* Data under study:
Issue #6415, opened 2020-07-22
Integration in pocketbook menu


vimalaguti:
Hi, with the latest pocketbook update there is a new menu. When you hold press a book from the pocketbook library, you can now select an "open with" submenu, from where you can choose pbreader 2 or reader 3. 
Would be nice if koreader can be added in this list too.
However I'm not sure where to look for, guess there is a documentation for the pocketbook SDK but I couldn't find it

roshavagarga:
@vimalaguti Which pocketbook? Which firmware?

Galunid:
This is a polish blog I came across that described something like this. It may be a bit outdated, so you can only **try this at your own risk**: http://cyfranek.booklikes.com/post/1862057/koreader-dla-czytnikow-pocketbook-rozszerza-mozliwosci
I assume you already have the firmware for your device downloaded and extracted:
> - copy contents of "applications" directory to "applications" directory on the ereader

> copy `koreader.app` file from "system/bin" directory to ereader's "system/bin" directory

> edit `extensions.cfg` file on ereader(in `system/config`). Change `epub:@EPUB_file:1:eink-reader.app:ICON_EPUB` to `epub:@EPUB_file:1:eink-reader.app,koreader.app:ICON_EPUB`; - important note: it's worth making a backup of this file, to edit it use Notepad++, or similar software(not MS Word/Libre office/etc.)

> save changed `extensions.cfg` file

> disconnect ereader

**Please remember, that I never owned Pocketbook nor do I plan to. Official installation guide is here:** https://github.com/koreader/koreader/wiki/Installation-on-PocketBook-devices

LucyOne:
Galunid's plan should work. Any external reading software like KoReader and CoolReader needs to be listed in "extensionx.cfg". If the file doesn't exist, you can create it with Notepad++.

vimalaguti:
That works!
After the april Pocketbook update, I've found (in handlers.cfg) the new names of the default reader apps:
- "eink-reader_with_blink.app" which I suppose is the new pbreader3
- "eink-reader_with_epub2.app"

Because I don't know how to find the names of all the default apps, I've just added the epub line to "extensions.cfg":
epub:@EPUB_file:1:koreader.app,eink-reader_with_blink.app,eink-reader_with_epub2.app:ICON_EPUB

Now there is just a new "koreader.app" line in the menu and all 3 choices works fine. I think this info can be added to the wiki

pazos:
Duplicate of #3544

PR #6624, opened 2020-09-02
Pocketbook: Add file associations into "Open with" menu

ezdiy:
We used to put koreader alone in there, but apparently other
handlers can be left in as optional - see #6415 

---
This change is [Reviewable](https://reviewable.io/reviews/koreader/koreader/6624)

### DIFF
--- a/frontend/device/pocketbook/device.lua
+++ b/frontend/device/pocketbook/device.lua
@@ -206,7 +206,7 @@ function PocketBook:associateFileExtensions(assoc)
         local t = info[k]
         if t then
             -- A system entry exists, so just change app, and reuse the rest
-            t[4] = app_name
+            t[4] = app_name .. "," .. t[4]
         else
             -- Doesn't exist, so hallucinate up something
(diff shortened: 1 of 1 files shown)


ezdiy:
Also, glad to see you back, CI.

Frenzie:
Did you do anything (e.g., sign up for CircleCI)?

Frenzie (approved):

ezdiy:
@Frenzie Yep, unsigned and re-signed (the original issue arose when i first signed up and *tried* to set up CI for my fork, which didn't do well as I have no idea about what to put into 'context' to make it work). That said, I'll just stick with draft PRs to check CI for now.

Frenzie:
Nothing's necessary in context. There are a couple of tokens to do some stuff after the build has already completed, concretely to push docs & translations. If desired I'm sure we could add a check to make that show a nice green checkmark even on a fork's master (i.e., only do that on koreader/koreader) but since you're normally working on a branch that shouldn't matter.

Or are you saying that CircleCI doesn't want to run if you don't enter some nonsense?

* Assignment: Word for word, restate all of the entries.

* Completed exercise:
Issue #6415, opened 2020-07-22
Integration in pocketbook menu


vimalaguti:
Hi, with the latest pocketbook update there is a new menu. When you hold press a book from the pocketbook library, you can now select an "open with" submenu, from where you can choose pbreader 2 or reader 3. 
Would be nice if koreader can be added in this list too.
However I'm not sure where to look for, guess there is a documentation for the pocketbook SDK but I couldn't find it

roshavagarga:
@vimalaguti Which pocketbook? Which firmware?

Galunid:
This is a polish blog I came across that described something like this. It may be a bit outdated, so you can only **try this at your own risk**: http://cyfranek.booklikes.com/post/1862057/koreader-dla-czytnikow-pocketbook-rozszerza-mozliwosci
I assume you already have the firmware for your device downloaded and extracted:
> - copy contents of "applications" directory to "applications" directory on the ereader

> copy `koreader.app` file from "system/bin" directory to ereader's "system/bin" directory

> edit `extensions.cfg` file on ereader(in `system/config`). Change `epub:@EPUB_file:1:eink-reader.app:ICON_EPUB` to `epub:@EPUB_file:1:eink-reader.app,koreader.app:ICON_EPUB`; - important note: it's worth making a backup of this file, to edit it use Notepad++, or similar software(not MS Word/Libre office/etc.)

> save changed `extensions.cfg` file

> disconnect ereader

**Please remember, that I never owned Pocketbook nor do I plan to. Official installation guide is here:** https://github.com/koreader/koreader/wiki/Installation-on-PocketBook-devices

LucyOne:
Galunid's plan should work. Any external reading software like KoReader and CoolReader needs to be listed in "extensionx.cfg". If the file doesn't exist, you can create it with Notepad++.

vimalaguti:
That works!
After the april Pocketbook update, I've found (in handlers.cfg) the new names of the default reader apps:
- "eink-reader_with_blink.app" which I suppose is the new pbreader3
- "eink-reader_with_epub2.app"

Because I don't know how to find the names of all the default apps, I've just added the epub line to "extensions.cfg":
epub:@EPUB_file:1:koreader.app,eink-reader_with_blink.app,eink-reader_with_epub2.app:ICON_EPUB

Now there is just a new "koreader.app" line in the menu and all 3 choices works fine. I think this info can be added to the wiki

pazos:
Duplicate of #3544

PR #6624, opened 2020-09-02
Pocketbook: Add file associations into "Open with" menu

ezdiy:
We used to put koreader alone in there, but apparently other
handlers can be left in as optional - see #6415 

---
This change is [Reviewable](https://reviewable.io/reviews/koreader/koreader/6624)

### DIFF
--- a/frontend/device/pocketbook/device.lua
+++ b/frontend/device/pocketbook/device.lua
@@ -206,7 +206,7 @@ function PocketBook:associateFileExtensions(assoc)
         local t = info[k]
         if t then
             -- A system entry exists, so just change app, and reuse the rest
-            t[4] = app_name
+            t[4] = app_name .. "," .. t[4]
         else
             -- Doesn't exist, so hallucinate up something
(diff shortened: 1 of 1 files shown)


ezdiy:
Also, glad to see you back, CI.

Frenzie:
Did you do anything (e.g., sign up for CircleCI)?

Frenzie (approved):

ezdiy:
@Frenzie Yep, unsigned and re-signed (the original issue arose when i first signed up and *tried* to set up CI for my fork, which didn't do well as I have no idea about what to put into 'context' to make it work). That said, I'll just stick with draft PRs to check CI for now.

Frenzie:
Nothing's necessary in context. There are a couple of tokens to do some stuff after the build has already completed, concretely to push docs & translations. If desired I'm sure we could add a check to make that show a nice green checkmark even on a fork's master (i.e., only do that on koreader/koreader) but since you're normally working on a branch that shouldn't matter.

Or are you saying that CircleCI doesn't want to run if you don't enter some nonsense?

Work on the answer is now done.